A LAN is used for supervision functions concerning the installation and the electric network. It can be used to connect a set of communicating devices using the same communication protocol to a centralized supervision system. The IED can be connected to a LAN using one of the following communication protocols: 

a.      Modbus RTU

Modbus RTU is a data-transmission protocol, a de facto standard since 1979 widely used in industry and accepted by many communicating devices.

b.     Modbus TCP/IP

The Modbus TCP/IP communication protocol offers the same functions as Modbus RTU as well as compatibility with multi-master architectures

c.      DNP3

DNP3 is a data-transmission protocol specially suited to the needs of distributors for remote control/monitoring of substations in the electric network. For more information on the DNP3 protocol, visit www.dnp.org.

d.     IEC 60870-5-103

IEC 60870-5-103 is an accompanying standard for the standards in the IEC 60870-5 series. It defines communication between protection devices and the various devices in a control system (supervisor or RTU) in a substation. For more information on the IEC 60870-5-103 protocol, visit www.iec.ch

e.      IEC 61850

The standards in the IEC 61850 series define a protocol for communication in electrical substations. The Ethernet-based protocol offers advanced characteristics and interoperability between multi-vendor devices. The IED handles the station bus, in compliance with standards IEC 61850- 6, 7-1, 7-2, 7-3, 7-4 and 8-1. For more information on the IEC 61850 protocol, visit www.iec.ch.

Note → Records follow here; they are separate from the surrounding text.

PR #1189, opened 2024-01-29
Automatically deploy WCA-Regulations to S3

FinnIckler:
Due to infrastructure changes we will deploy wca-regulations directly to S3 and serve them from there. These will automatically update on the website when the version file changes

### DIFF
--- a/.github/workflows/deploy-to-s3.yml
+++ b/.github/workflows/deploy-to-s3.yml
@@ -25,7 +25,7 @@ jobs:
         python -m pip install --upgrade pip
         pip install wrc
         # install wkhtmltopdf
-        wget https://github.com/wkhtmltopdf/wkhtmltopdf/releases/download/0.12.4/wkhtmltox-0.12.4_linux-generic-amd64.tar.xz -O wkhtml.tar.xz && tar -xf wkhtml.tar.xz --strip-components=1 -C /usr/local
+        wget https://github.com/wkhtmltopdf/wkhtmltopdf/releases/download/0.12.4/wkhtmltox-0.12.4_linux-generic-amd64.tar.xz -O wkhtml.tar.xz && sudo tar -xf wkhtml.tar.xz --strip-components=1 -C /usr/local
     - name: Deploy to S3
       run: |
         outputdir=/tmp/regulations
--- a/.github/workflows/deploy-to-s3.yml
+++ b/.github/workflows/deploy-to-s3.yml
@@ -24,7 +24,6 @@ jobs:
       run: |
         python -m pip install --upgrade pip
         pip install wrc
-        if [ -f requirements.txt ]; then pip install -r requirements.txt; fi
         # install wkhtmltopdf
         wget https://github.com/wkhtmltopdf/wkhtmltopdf/releases/download/0.12.4/wkhtmltox-0.12.4_linux-generic-amd64.tar.xz -O wkhtml.tar.xz && tar -xf wkhtml.tar.xz --strip-components=1 -C /usr/local
     - name: Deploy to S3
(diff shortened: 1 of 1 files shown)


FinnIckler:
I think merging this into draft would be the way to go?

.github/workflows/deploy-to-s3.yml
```diff
@@ -0,0 +1,40 @@
...
+      uses: aws-actions/configure-aws-credentials@v4
+      with:
+        aws-access-key-id: ${{ secrets.CI_CD_AWS_ACCESS_KEY_ID }}
+        aws-secret-access-key: ${{ secrets.CI_CD_AWS_SECRET_ACCESS_KEY }}
+        aws-region: ${{ secrets.AWS_DEFAULT_REGION }}
+    - name: Install dependencies
+      run: |
+        python -m pip install --upgrade pip
+        pip install wrc
+        if [ -f requirements.txt ]; then pip install -r requirements.txt; fi
```
gregorbg: Is this line necessary, and where does it originally come from?

.github/workflows/deploy-to-s3.yml
```diff
@@ -0,0 +1,40 @@
...
+      with:
+        python-version: 3.9
+    - name: Configure AWS credentials
+      uses: aws-actions/configure-aws-credentials@v4
+      with:
+        aws-access-key-id: ${{ secrets.CI_CD_AWS_ACCESS_KEY_ID }}
+        aws-secret-access-key: ${{ secrets.CI_CD_AWS_SECRET_ACCESS_KEY }}
+        aws-region: ${{ secrets.AWS_DEFAULT_REGION }}
+    - name: Install dependencies
+      run: |
```
gregorbg, line 24: `wca-documents` has the approach of using an `install-dependencies.sh` script, whereas here you're installing stuff inline in the GitHub action. Can you decide on which is better and enforce it consistenly?

(I'm leaning towards installing stuff inline in the YML, in which case I should have probably made this comment over on the other PR...)

.github/workflows/deploy-to-s3.yml
```diff
@@ -0,0 +1,40 @@
...
+        outputdir=/tmp/regulations
+        mkdir -p $outputdir
+        wrc --target=json -o $outputdir .
+        wrc --target=html -o $outputdir .
+        wrc --target=pdf -o $outputdir .
+        # Update version
+        git_hash=$(git rev-parse --short "$GITHUB_SHA")
+        echo "$git_hash" > $outputdir/version
+        aws s3 sync $outputdir s3://wca-regulations/
```
gregorbg: More nit about consistency: You're directly dialing `s3://wca-regulations/`, whereas in the wca-documents PR you're passing the bucket name as an env and then dialing `s3://$SOME_ENV_VAR`. Please decide on one approach and use it consistently across our build scripts :)

gregorbg (changes requested):

.github/workflows/deploy-to-s3.yml
FinnIckler: it's from the other workflow in this repo

.github/workflows/deploy-to-s3.yml
FinnIckler: yeah because in the other action I'm using .sh files. I'll just make it inline everywhere

.github/workflows/deploy-to-s3.yml
FinnIckler: yeah I'll make everything inline

.github/workflows/deploy-to-s3.yml
FinnIckler: I removed it

gregorbg (approved):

The Industrial Internet of Things (IIoT) is the use of Internet of Things (IoT) technologies in manufacturing. Also known as the Industrial Internet, IIoT incorporates machine learning and big data technology, harnessing the sensor data, machine-to-machine (M2M) communication and automation technologies that have existed in industrial settings for years. The driving philosophy behind the IIoT is that smart machines are better than humans at accurately, consistently capturing and communicating data. This data can enable companies to pick up on inefficiencies and problems sooner, saving time and money and supporting business intelligence efforts. In manufacturing specifically, IIoT holds great potential for quality control, sustainable and green practices, supply chain traceability and overall supply chain efficiency.  While IOT is driven with the philosophy that connected smart devices will enable humans to use their time efficiently and will improve the quality of life dramatically. Credits: industrial-iiot

The advent and evolution of the Smart Grid initiative to improve the electric utility power infrastructure has brought with it a number of opportunities for improving efficiencies, but along with those benefits come challenges in the effort to assure safety, security, and reliability for utilities and consumers alike. Any Smart Grid solution has to comply with local governmental regulations for network security. These often require a complete separation between sub-networks serving different operational functions – automated meter reading (AMR), remote terminal units (RTUs) and facility lighting. As the architecture evolves, IP is seen as a critical transport mechanism. The new system will accommodate separate data paths for operational data, non-operational data, and remote access. Cyber security must be integrated along with the communications system to mitigate the risk of a cyber-attack—and to comply with NERC CIP regulations.